Neuere Daten legen aber dabei nahe, dass das Problem „abhängiger“ Ärzte bisher bei weitem unterschätzt wurde!

In den USA entwickelt 1 von 10 Ärzten im Laufe seiner medizinischen Laufbahn Probleme i.e. Abhängigkeit von Drogen und/oder Alkohol. Und wie man sieht, schlucken nicht nur die Amerikaner gerne Tabletten, sondern stehen deutsche Ärzte dem in nichts nach.

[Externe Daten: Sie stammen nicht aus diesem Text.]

PR #1560, opened 2026-08-29
fix: preserve virtual media during USB reconfiguration

### LINKED ISSUE #1559: Mounted virtual media is cleared during USB gadget reconfiguration
### Disclaimer

### Application version

0.5.8

### System version

0.2.8

### Device model

JetKVM

### Remote device Hardware

x86_64 Linux PC

### Remote device OS

NixOS, Linux 7.1.4

### Bug description

A mounted virtual-media image is silently detached whenever the USB gadget configuration is rebuilt. The UI continues reporting the image as mounted, but the kernel mass-storage LUN has no backing file and the host sees an empty placeholder device.

#### Steps to reproduce

1. Upload an ISO to JetKVM storage.
2. Mount it as CD/DVD from the Virtual Media dialog.
3. Confirm the host sees the mounted image.
4. Open **Settings → Hardware**.
5. Change **USB Device → Identifiers** from `JetKVM Default` to `Logitech Universal Adapter`.

Changing the identifier triggers a full USB gadget reconfiguration.

#### Before reconfiguration

JetKVM:

```text
/sys/kernel/config/usb_gadget/jetkvm/functions/mass_storage.usb0/lun.0/file
= /userdata/jetkvm/images/metal-amd64-secureboot.iso
```

Linux host:

```text
NAME  SIZE    TYPE  FSTYPE   LABEL
sr0   297.3M  rom   iso9660  TALOS_V1_10_6
```

#### After reconfiguration

JetKVM:

```text
/sys/kernel/config/usb_gadget/jetkvm/functions/mass_storage.usb0/lun.0/file
= <empty>
```

Linux host:

```text
NAME  SIZE  TYPE  FSTYPE  LABEL
sr0     1G  rom
```

The Virtual Media dialog still reports `metal-amd64-secureboot.iso` as mounted.

#### Expected behavior

The mounted image should remain attached across gadget reconfiguration. If JetKVM must rebuild and re-enumerate the USB gadget, the existing mass-storage backing file should be restored.

#### Root cause

The virtual-media mount path writes the image path directly to the live configfs `lun.0/file` attribute. It does not update the corresponding in-memory gadget configuration.

A later `UpdateGadgetConfig()` rebuild therefore uses the stale empty `file` value and clears the LUN.

This affects deliberate configuration changes and recovery paths that escalate to a full gadget reconfiguration.

#### Verification of proposed fix

A patched build synchronizing both the live configfs attribute and the in-memory gadget configuration was tested on the same JetKVM and Linux host.

The test performed two complete gadget rebuilds:

1. JetKVM identifiers → Logitech identifiers
2. Logitech identifiers → JetKVM identifiers

After both rebuilds:

- the LUN still referenced the mounted ISO;
- the Linux host rediscovered the same 297.3 MiB ISO9660 medium;
- the UI and kernel state remained consistent.

Unit and ARM integration tests also reproduce the configuration transaction and verify that the backing file survives `UpdateGadgetConfig()`.

#### Related issues

- #1512 and PR #1516 exercise full gadget reconfiguration during HID recovery, but do not preserve mounted media.
- #1535 also reports an empty `lun.0/file`, but its image fails during the initial mount rather than being lost during reconfiguration.
- #1540 concerns repeated no-host recovery and a kernel dentry leak; it is a separate problem.

kahlstrm:
Fixes #1559

### Summary

Keep mass-storage backing-file changes synchronized between configfs and the in-memory gadget configuration so rebuilding the USB gadget does not silently detach mounted media.

Route virtual-media updates through the synchronized helper and add unit and ARM device regression tests covering the complete reconfiguration transaction.

### Testing

- `go test ./...`
- `go vet ./...`
- `go test -race ./internal/usbgadget`
- `TestSetMassStorageBackingFileIsPreservedInReconfigurationPlan` verifies the live configfs write and subsequent reconfiguration plan.
- `TestMountedMassStorageImageSurvivesGadgetReconfiguration` on a real JetKVM:
  - unpatched build lost the backing file after `UpdateGadgetConfig()`;
  - patched build preserved it.
- Linux host regression test:
  - stable 0.5.8 lost the mounted ISO after changing USB identifiers;
  - patched build preserved the ISO through JetKVM → Logitech → JetKVM identifier changes.

### Checklist

- [x] Lints pass; CI green

### DIFF
--- a/internal/usbgadget/mass_storage.go
+++ b/internal/usbgadget/mass_storage.go
@@ -1,5 +1,11 @@
 package usbgadget
 
+import (
+	"fmt"
+	"os"
+	"path/filepath"
+)
+
 var massStorageBaseConfig = gadgetConfigItem{
 	order:      3000,
 	device:     "mass_storage.usb0",
@@ -23,4 +29,27 @@ var massStorageLun0Config = gadgetConfigItem{
 		// Vendor (8 chars), product (16 chars)
 		"inquiry_string": "JetKVM  Virtual Media",
 	},
+}
+
+func (u *UsbGadget) SetMassStorageBackingFile(imagePath string) error {
+	u.configLock.Lock()
+	defer u.configLock.Unlock()
+
+	item, ok := u.configMap["mass_storage_lun0"]
+	if !ok {
+		return fmt.Errorf("mass storage LUN config not found")
+	}
+	if _, ok := item.attrs["file"]; !ok {
+		return fmt.Errorf("mass storage backing file config not found")
+	}
+
+	backingFilePath := filepath.Join(u.kvmGadgetPath, filepath.Join(item.path...), "file")
+	if err := os.WriteFile(backingFilePath, []byte(imagePath), 0644); err != nil {
+		return fmt.Errorf("failed to set mass storage backing file: %w", err)
+	}
+
+	item.attrs["file"] = imagePath
+	u.configMap["mass_storage_lun0"] = item
+
+	return nil
 }
--- a/internal/usbgadget/mass_storage_test.go
+++ b/internal/usbgadget/mass_storage_test.go
@@ -1,0 +1,67 @@
+package usbgadget
+
+import (
+	"os"
+	"path/filepath"
+	"testing"
+
+	"github.com/rs/zerolog"
+)
+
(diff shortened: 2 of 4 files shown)


kahlstrm:
Superseded by #1563, which implements non-destructive USB recovery and includes integration coverage. Closing this earlier approach.

PR #1562, opened 2026-08-31
fix: only recover USB gadget when a data host is present

### LINKED ISSUE #1534: JetKVM unreachable after ~1-2 weeks uptime, started after enabling MQTT/HA discovery
### Disclaimer

### Application version

0.5.8

### System version

0.2.8

### Device model

JetKVM

### Extension model

ATX Power Control

### Remote device Hardware

Generic PC

### Remote device OS

Proxmox

### Bug description

I'm running into an issue where my JetKVM becomes unreachable on the network after roughly 1-2 weeks of uptime. A power cycle (unplug/replug) resolves it every time, but obviously that's not a real fix.

**When it started**:
This began after I configured MQTT and Home Assistant discovery. Before that, I hadn't noticed this issue, though I can't rule out that it was already present and just went unnoticed.

**Details**:
Firmware: App 0.5.8 | Sys 0.2.8
I don't know whether the device is still otherwise functioning normally (e.g. still serving KVM video/input locally) when it drops off the network, since I can only access it remotely — I only know it's unreachable over the network at that point. However on an ethernet link level is does still seem to be connected according to my network switch.

**Questions**:
Could this be related to the MQTT/HA discovery feature specifically (e.g. a memory leak, thread hang, or reconnect loop over time)?
Alternatively, could this be temperature related? If so, what are the acceptable temperature thresholds for the device, and is there a way to check historical temperature via MQTT or logs after the fact (since I can't view the display in person)?
Any recommended way to get logs or diagnostics after a hang like this?

Happy to enable Developer Mode / dig into the shell if that helps troubleshoot, just let me know what to run next time it happens.

Also, I enabled the memory sensor (which is disabled by default) and started monitoring it through home assistant. I rebooted the JetKVM at 03:00 last night and I can confirm a slight increase in memory usage over time as can be seen in this graph. I'll continue to monitor if this trend continues even further.

Image

### LINKED ISSUE #1540: Dentry leak from USB gadget rebind loop (no host attached)
## Environment

- App 0.5.8 (official binary, sha256 `ae9616fa9cf5877e2b5ca9d78b628308c990d7952354b72af284e9d74a39e1d3`), System 0.2.8
- microSD-slot hardware variant (RV1106)
- USB-C data port NOT connected to any host (device used headless/out-of-band; HDMI state irrelevant - reproduced with and without HDMI attached)
- All four USB classes enabled (keyboard, absolute/relative mouse, mass storage) - the default

## Summary

With USB emulation enabled but no USB host attached, the app loops forever on:

```
WRN jetkvm usb USB gadget is detached while USB emulation should be enabled; rebinding USB gadget
WRN jetkvm usb keyboard HID file not ready after UDC rebind; attempting full USB gadget reconfigure
```

at roughly 2.8 rebinds/minute. Each rebind cycle leaks ~34 kernel dentry objects that remain
**live-referenced** (pinned) forever. On a 204MB-RAM device this accumulates ~136K dentries/day of
slab until the kernel thrashes and the device appears dead (web UI unreachable at TCP level, local
screen black) while SSH stays up. Only a reboot recovers it. Recurrence is every ~2.5 days at full
rate (historically 4-5 days, because the leak throttles itself as the box slows).

## Measurements

Steady state, host detached (sampled every 600s over 19.7h on one boot):

```
3,290 rebind log lines; in-use dentries 5,967 -> 117,638  =  33.9 dentries per rebind
rate constant at ~136,000/day across the whole window (linear, not bursty)
earlier 4.0h window, same boot: 698 rebinds, +23,526 in-use = 33.7/rebind (same cost)
```

Live phase-lock (10s polling of `/proc/sys/fs/dentry-state` vs the rebind counter):

```
14:30:24  inuse=118018  rebinds=3301
14:30:34  inuse=118018  rebinds=3301   <- flat between events
14:30:44  inuse=118052  rebinds=3302   <- +34 exactly at the rebind
14:30:55  inuse=118052  rebinds=3302
14:31:05  inuse=118085  rebinds=3303   <- +33
```

Intervention test: attaching a USB host (Raspberry Pi) stops the rebind loop and the dentry growth
completely, with every other subsystem (timesync, mDNS, etc.) unchanged - isolating the gadget
rebind path as the source. Host-attached control run, same sampling: **26.2 hours, 158 samples,
0 rebind log lines, in-use dentries 5,773 -> 5,782 (net +9, within noise)**. The identical window
with no host attached accumulates ~148,000.

## End state when it wedges (full forensics available)

At in-use nr_dentry 342,876 (204MB device):

- `dentry-state: 342884 8 45 0 2 0` - only **8 unused**; `echo 3 > drop_caches` frees nothing
  because the objects are live-referenced; kswapd cannot reclaim them either
- meminfo: `Slab 175,524K / SReclaimable 170,768K / SUnreclaim 4,756K / MemFree 2,360K / Cached 6,708K`
- CPU 0% idle / 76% iowait; load pinned ~10.8 (app threads stuck in page-fault I/O; executable pages
  thrash from storage because page cache is squeezed to ~6MB)
- app still "up" but glacial: `[GIN] 200 | 1m45s | GET "/"` - web UI times out at TCP accept for
  real clients, local display blank, SSH usable
- NOT userspace-visible resource leaks: app fds 61 total, system file-nr 118, 11 mounts, 113 /dev
  nodes, 26 configfs nodes (single clean gadget tree) - the references are kernel-internal
- `MemAvailable` stays high (~157MB) throughout and is misleading - the "reclaimable" slab is not
  reclaimable in practice
- no /proc/slabinfo on this kernel, so the leaking cache cannot be named from userspace
- dmesg clean throughout; no OOM (nothing anonymous to kill - the growth is all slab)

## Expected

An idle KVM with nothing plugged into its USB port should be a supported steady state. Either the
rebind loop should back off / not cycle the gadget when no host is present, or the cycle should not
leak dentry references (suspect: something in the configfs/functionfs teardown path holds a dget()
per cycle).

## Related issues (checked before filing - this is not a duplicate)

- #1483 reports load pinned at 9.00 with the same nine media kthreads (`venc`, `vpss`, `vrga_*`,
  etc.) in D state. That signature is **separate and apparently benign**: we observe the identical
  load-9 / D-state pattern on a fully healthy device (memory fine, dentries flat, everything
  working). It should not be conflated with this issue - the leak here is identified by
  `/proc/sys/fs/dentry-state` and slab growth, not by load average.
- #885 (comment): a user describes the device "becoming sluggish / unresponsive" every couple of
  weeks, resolved only by reboot/power-cycle - consistent with this leak at a slower rebind cadence,
  undiagnosed.

## Workarounds tried

- Disabling all USB classes would stop the loop but crashes the app at startup (filed separately)
- `drop_caches`: ineffective (references are live)
- Attaching any USB host: works (loop stops) - current mitigation
- Reboot: full reset, fuse re-arms

Happy to provide the full CSV time series, wedge-state captures, or run patched builds/diagnostics.

lhw:
Fixes #1540 
Fixes #1534 

### Summary

The USB watchdog recovers a gadget that reads 'not attached' by rebinding the UDC and, on a failed HID chardev reopen, reconfiguring the configfs gadget. On the Rockchip RV1106 vendor kernel (5.10.160) this loop leaks live-refcounted dentries even before the configfs reconfigure is reached, about 85 dentries/min with no host attached, until the 204MB device thrashes and appears dead (#1540). This is the upstream 'tree-in-dcache' controlled leak that Al Viro's DCACHE_PERSISTENT series addresses.

---

This was for now tested with my local JetKVM hooked up to a desktop pc that spends a lot of the day off, hence I was running into the issue as described. A better fix would be a kernel that has the issue mentioned above fixed but for now this seems fairly solid without having any downsides as far as I can see. The commits that added the code (#128) were taken into account and should still be correct.

Please note that the code was implemented with the help of an LLM, which also helped in the debugging session as I was off by quite a bit.

### Checklist
- [ ] Lints pass; CI green

### DIFF
--- a/internal/usbgadget/host_present_test.go
+++ b/internal/usbgadget/host_present_test.go
@@ -1,0 +1,85 @@
+package usbgadget
+
+import "testing"
+
+func TestExtconHostState(t *testing.T) {
+	tests := []struct {
+		name        string
+		payload     string
+		wantPresent bool
+		wantKnown   bool
+	}{
+		{
+			name:        "no host (all zero)",
+			payload:     "USB=0\nUSB-HOST=0\nUSB_VBUS_EN=0\nSDP=0\nCDP=0\nDCP=0\nSLOW-CHARGER=0\n",
+			wantPresent: false,
+			wantKnown:   true,
+		},
+		{
+			name:        "real host (SDP set)",
+			payload:     "USB=1\nUSB-HOST=1\nUSB_VBUS_EN=1\nSDP=1\nCDP=0\nDCP=0\nSLOW-CHARGER=0\n",
+			wantPresent: true,
+			wantKnown:   true,
+		},
+		{
+			name:        "USB-HOST set but no SDP",
+			payload:     "USB=1\nUSB-HOST=1\nUSB_VBUS_EN=1\nSDP=0\nCDP=0\nDCP=0\nSLOW-CHARGER=0\n",
+			wantPresent: true,
+			wantKnown:   true,
+		},
+		{
+			name:        "charger only (DCP, VBUS on) -> not a host",
+			payload:     "USB=1\nUSB-HOST=0\nUSB_VBUS_EN=1\nSDP=0\nCDP=0\nDCP=1\nSLOW-CHARGER=0\n",
+			wantPresent: false,
+			wantKnown:   true,
+		},
+		{
+			name:        "charger only (SLOW-CHARGER) -> not a host",
+			payload:     "USB=1\nUSB-HOST=0\nUSB_VBUS_EN=1\nSDP=0\nCDP=0\nDCP=0\nSLOW-CHARGER=1\n",
+			wantPresent: false,
+			wantKnown:   true,
+		},
+		{
+			name:        "VBUS only, no host-capable/charger cable -> known no host",
+			payload:     "USB=1\nUSB_VBUS_EN=1\n",
+			wantPresent: false,
+			wantKnown:   true,
+		},
+		{
+			name:        "empty payload -> unknown (fall back)",
+			payload:     "",
+			wantPresent: false,
+			wantKnown:   false,
+		},
+		{
+			name:        "host-capable lines all zero -> known no host",
+			payload:     "USB=0\nUSB-HOST=0\nSDP=0\nCDP=0\n",
+			wantPresent: false,
+			wantKnown:   true,
+		},
+		{
+			name:        "malformed value ignored, no known cable -> unknown",
+			payload:     "USB_VBUS_EN=notanumber\n",
+			wantPresent: false,
+			wantKnown:   false,
+		},
+		{
+			name:        "recognizable host cable + malformed charger -> known host",
+			payload:     "SDP=1\nDCP=notanumber\n",
+			wantPresent: true,
+			wantKnown:   true,
+		},
+	}
+
+	for _, tt := range tests {
+		t.Run(tt.name, func(t *testing.T) {
+			present, known := extconHostState(tt.payload)
+			if present != tt.wantPresent || known != tt.wantKnown {
+				t.Fatalf(
+					"extconHostState(%q) = (%v, %v), want (%v, %v)",
+					tt.payload, present, known, tt.wantPresent, tt.wantKnown,
+				)
+			}
+		})
+	}
+}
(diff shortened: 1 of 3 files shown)


lhw:
Superseded by #1563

Dazu befragte man gleich direkt Ärzte, (anonym versteht sich, sonst würde wahrscheinlich keiner den Mund aufmachen), sozusagen etwas von hinten herum, ob diese, um ihrem beruflichen Stress besser Herr werden zu können, Alkohol oder Medikamente zu sich nehmen.

1 von 10, oder 10 von 100, also 10 Prozent bejahten das, ja untermauerten dies sogar, indem sie zugaben, dass dies „stark auf sie zutreffe“. Weitere 20 Prozent – jetzt sind wir schon bei einem Drittel des Berufsstandes angelangt (20% + 10%) – gaben zu, entweder teilweise oder sogar überwiegend zur Flasche oder Pillendose zu greifen, um Druck abzubauen.

Bei ca. 365.000 praktizierenden Ärzten in Deutschland bedeutet das, dass ca. 122.000 Ärzte entweder schon süchtig oder zumindest Grenzgänger sind.

Wenn Sie also selbst zum Arzt oder ins Krankenhaus müssen, stehen Ihre Chancen auf einen „nüchternen“ Arzt zu treffen bei 2:1 oder anders gesagt, Ihr Risiko liegt bei einem Drittel, dass der Mann oder die Frau im weißen Kittel in Wirklichkeit „blau“ oder „auf Droge“ ist.

Wenn Ihr Arzt oder Ihre Ärztin Sie also ersucht, zur nächsten Untersuchung „nüchtern“ zu kommen, sollten Sie ihn oder sie vielleicht angesichts der Daten um das gleiche ersuchen.